Provided entries →
====

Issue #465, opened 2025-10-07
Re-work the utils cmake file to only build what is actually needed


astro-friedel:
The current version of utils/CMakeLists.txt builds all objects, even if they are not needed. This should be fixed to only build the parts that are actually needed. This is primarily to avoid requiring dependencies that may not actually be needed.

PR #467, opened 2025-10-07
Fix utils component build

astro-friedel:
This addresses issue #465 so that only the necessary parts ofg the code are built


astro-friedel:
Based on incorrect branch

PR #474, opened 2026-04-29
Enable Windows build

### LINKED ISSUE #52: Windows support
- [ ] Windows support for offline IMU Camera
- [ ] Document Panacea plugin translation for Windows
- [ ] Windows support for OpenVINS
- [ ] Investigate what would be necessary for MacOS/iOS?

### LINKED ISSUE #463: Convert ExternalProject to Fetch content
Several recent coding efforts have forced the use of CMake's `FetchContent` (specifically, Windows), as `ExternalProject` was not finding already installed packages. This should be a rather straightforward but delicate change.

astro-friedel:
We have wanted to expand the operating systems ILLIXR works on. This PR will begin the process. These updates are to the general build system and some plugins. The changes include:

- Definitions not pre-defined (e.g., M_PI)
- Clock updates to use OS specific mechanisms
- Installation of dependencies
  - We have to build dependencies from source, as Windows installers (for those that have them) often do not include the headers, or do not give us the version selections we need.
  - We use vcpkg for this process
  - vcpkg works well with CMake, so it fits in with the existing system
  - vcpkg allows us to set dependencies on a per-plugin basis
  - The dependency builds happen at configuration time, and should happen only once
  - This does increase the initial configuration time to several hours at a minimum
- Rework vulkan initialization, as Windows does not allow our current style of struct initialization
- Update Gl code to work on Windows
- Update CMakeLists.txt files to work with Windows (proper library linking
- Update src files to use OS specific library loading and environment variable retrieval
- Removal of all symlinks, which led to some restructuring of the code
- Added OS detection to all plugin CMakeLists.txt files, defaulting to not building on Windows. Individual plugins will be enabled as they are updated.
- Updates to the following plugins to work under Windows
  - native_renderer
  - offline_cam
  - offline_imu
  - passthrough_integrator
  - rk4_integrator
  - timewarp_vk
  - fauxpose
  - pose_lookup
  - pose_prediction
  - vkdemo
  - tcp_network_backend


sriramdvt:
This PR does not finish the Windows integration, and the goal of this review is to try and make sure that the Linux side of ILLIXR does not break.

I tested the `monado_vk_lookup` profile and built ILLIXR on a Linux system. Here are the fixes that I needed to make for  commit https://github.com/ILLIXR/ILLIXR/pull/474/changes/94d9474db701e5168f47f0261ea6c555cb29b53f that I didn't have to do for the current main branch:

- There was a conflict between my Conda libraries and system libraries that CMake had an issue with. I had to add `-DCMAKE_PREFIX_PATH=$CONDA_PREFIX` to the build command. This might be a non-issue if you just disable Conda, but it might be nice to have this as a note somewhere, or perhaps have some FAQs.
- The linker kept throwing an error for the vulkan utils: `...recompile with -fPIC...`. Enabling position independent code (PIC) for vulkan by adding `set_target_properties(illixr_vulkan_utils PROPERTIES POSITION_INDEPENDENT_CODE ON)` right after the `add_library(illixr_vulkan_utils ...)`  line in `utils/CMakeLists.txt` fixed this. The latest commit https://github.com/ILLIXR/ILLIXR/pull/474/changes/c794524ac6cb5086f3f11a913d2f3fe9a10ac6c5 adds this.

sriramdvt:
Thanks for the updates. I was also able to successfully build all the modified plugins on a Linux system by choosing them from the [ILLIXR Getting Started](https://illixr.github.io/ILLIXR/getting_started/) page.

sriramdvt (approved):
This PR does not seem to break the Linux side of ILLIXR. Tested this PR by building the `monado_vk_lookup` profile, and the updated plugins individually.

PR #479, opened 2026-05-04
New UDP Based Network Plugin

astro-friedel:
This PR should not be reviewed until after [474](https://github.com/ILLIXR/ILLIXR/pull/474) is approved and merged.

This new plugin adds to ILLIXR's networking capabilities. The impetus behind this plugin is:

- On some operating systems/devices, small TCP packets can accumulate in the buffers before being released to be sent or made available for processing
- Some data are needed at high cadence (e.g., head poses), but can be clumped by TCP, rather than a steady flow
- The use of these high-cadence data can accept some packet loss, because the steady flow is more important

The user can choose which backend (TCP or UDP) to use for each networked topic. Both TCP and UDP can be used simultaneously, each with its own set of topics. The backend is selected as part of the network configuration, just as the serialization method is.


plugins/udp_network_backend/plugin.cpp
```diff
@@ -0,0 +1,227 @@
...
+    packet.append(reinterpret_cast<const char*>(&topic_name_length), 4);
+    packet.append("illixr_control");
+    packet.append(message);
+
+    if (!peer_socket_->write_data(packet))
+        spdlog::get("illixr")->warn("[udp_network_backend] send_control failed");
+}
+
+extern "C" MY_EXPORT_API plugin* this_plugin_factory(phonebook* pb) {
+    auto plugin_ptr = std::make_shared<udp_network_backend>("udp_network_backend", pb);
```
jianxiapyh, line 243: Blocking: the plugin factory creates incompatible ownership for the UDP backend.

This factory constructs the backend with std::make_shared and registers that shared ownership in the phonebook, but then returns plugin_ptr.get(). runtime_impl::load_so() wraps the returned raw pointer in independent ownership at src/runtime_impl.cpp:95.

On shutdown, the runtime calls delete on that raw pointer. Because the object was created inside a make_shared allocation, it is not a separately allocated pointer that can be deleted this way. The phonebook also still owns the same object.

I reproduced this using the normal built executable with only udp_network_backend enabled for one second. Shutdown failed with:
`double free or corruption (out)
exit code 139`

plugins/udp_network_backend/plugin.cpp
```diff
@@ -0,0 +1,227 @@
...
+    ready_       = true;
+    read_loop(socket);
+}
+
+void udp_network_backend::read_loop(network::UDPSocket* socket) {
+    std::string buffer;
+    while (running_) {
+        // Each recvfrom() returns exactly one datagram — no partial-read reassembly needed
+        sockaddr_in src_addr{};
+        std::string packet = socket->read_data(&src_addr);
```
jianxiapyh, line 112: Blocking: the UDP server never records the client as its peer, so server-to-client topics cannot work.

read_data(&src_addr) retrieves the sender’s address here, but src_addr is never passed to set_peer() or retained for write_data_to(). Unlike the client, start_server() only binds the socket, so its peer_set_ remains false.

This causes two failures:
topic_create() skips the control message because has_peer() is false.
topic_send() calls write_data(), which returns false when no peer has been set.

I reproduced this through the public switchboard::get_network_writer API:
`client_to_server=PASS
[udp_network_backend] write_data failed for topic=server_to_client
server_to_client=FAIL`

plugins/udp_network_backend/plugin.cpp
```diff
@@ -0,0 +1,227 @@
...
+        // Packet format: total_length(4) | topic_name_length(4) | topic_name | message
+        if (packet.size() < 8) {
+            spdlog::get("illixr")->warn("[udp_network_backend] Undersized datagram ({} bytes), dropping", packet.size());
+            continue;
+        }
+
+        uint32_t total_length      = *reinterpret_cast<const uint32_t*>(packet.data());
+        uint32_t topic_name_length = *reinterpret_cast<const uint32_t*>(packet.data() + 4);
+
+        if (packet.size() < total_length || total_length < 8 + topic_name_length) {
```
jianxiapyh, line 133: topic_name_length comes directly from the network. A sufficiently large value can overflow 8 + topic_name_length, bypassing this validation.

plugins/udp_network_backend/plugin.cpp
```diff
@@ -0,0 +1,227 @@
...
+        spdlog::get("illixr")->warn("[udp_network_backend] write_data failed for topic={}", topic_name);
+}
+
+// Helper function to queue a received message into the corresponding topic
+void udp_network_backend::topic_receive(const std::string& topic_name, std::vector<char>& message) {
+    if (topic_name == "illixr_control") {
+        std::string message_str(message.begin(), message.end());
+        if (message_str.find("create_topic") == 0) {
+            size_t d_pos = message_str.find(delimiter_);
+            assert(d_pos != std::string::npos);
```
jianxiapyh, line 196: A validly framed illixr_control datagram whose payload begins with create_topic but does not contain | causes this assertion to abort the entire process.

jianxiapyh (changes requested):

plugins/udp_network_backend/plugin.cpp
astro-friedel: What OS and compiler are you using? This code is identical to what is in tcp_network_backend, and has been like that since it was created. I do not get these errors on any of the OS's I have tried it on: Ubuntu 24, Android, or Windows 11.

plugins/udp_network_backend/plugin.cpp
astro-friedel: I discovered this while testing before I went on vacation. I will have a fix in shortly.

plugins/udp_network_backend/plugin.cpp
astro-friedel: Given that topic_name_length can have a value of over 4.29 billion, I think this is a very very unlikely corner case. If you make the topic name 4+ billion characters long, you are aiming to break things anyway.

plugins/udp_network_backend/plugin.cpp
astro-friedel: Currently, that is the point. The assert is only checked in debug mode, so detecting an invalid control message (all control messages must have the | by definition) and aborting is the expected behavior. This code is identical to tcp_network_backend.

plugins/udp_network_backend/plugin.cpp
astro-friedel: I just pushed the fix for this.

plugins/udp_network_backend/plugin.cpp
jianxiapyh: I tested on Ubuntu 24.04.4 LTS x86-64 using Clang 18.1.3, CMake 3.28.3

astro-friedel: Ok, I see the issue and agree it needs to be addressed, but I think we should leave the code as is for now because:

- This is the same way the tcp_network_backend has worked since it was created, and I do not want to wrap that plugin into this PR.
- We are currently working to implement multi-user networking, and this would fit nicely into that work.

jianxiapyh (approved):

====

What you are asked to do → Only the lines above from the one with "PR #467, opened 2025-10-07" through the one with "- offline_imu" should be duplicated, character for character.

Written response →
PR #467, opened 2025-10-07
Fix utils component build

astro-friedel:
This addresses issue #465 so that only the necessary parts ofg the code are built


astro-friedel:
Based on incorrect branch

PR #474, opened 2026-04-29
Enable Windows build

### LINKED ISSUE #52: Windows support
- [ ] Windows support for offline IMU Camera
- [ ] Document Panacea plugin translation for Windows
- [ ] Windows support for OpenVINS
- [ ] Investigate what would be necessary for MacOS/iOS?

### LINKED ISSUE #463: Convert ExternalProject to Fetch content
Several recent coding efforts have forced the use of CMake's `FetchContent` (specifically, Windows), as `ExternalProject` was not finding already installed packages. This should be a rather straightforward but delicate change.

astro-friedel:
We have wanted to expand the operating systems ILLIXR works on. This PR will begin the process. These updates are to the general build system and some plugins. The changes include:

- Definitions not pre-defined (e.g., M_PI)
- Clock updates to use OS specific mechanisms
- Installation of dependencies
  - We have to build dependencies from source, as Windows installers (for those that have them) often do not include the headers, or do not give us the version selections we need.
  - We use vcpkg for this process
  - vcpkg works well with CMake, so it fits in with the existing system
  - vcpkg allows us to set dependencies on a per-plugin basis
  - The dependency builds happen at configuration time, and should happen only once
  - This does increase the initial configuration time to several hours at a minimum
- Rework vulkan initialization, as Windows does not allow our current style of struct initialization
- Update Gl code to work on Windows
- Update CMakeLists.txt files to work with Windows (proper library linking
- Update src files to use OS specific library loading and environment variable retrieval
- Removal of all symlinks, which led to some restructuring of the code
- Added OS detection to all plugin CMakeLists.txt files, defaulting to not building on Windows. Individual plugins will be enabled as they are updated.
- Updates to the following plugins to work under Windows
  - native_renderer
  - offline_cam
  - offline_imu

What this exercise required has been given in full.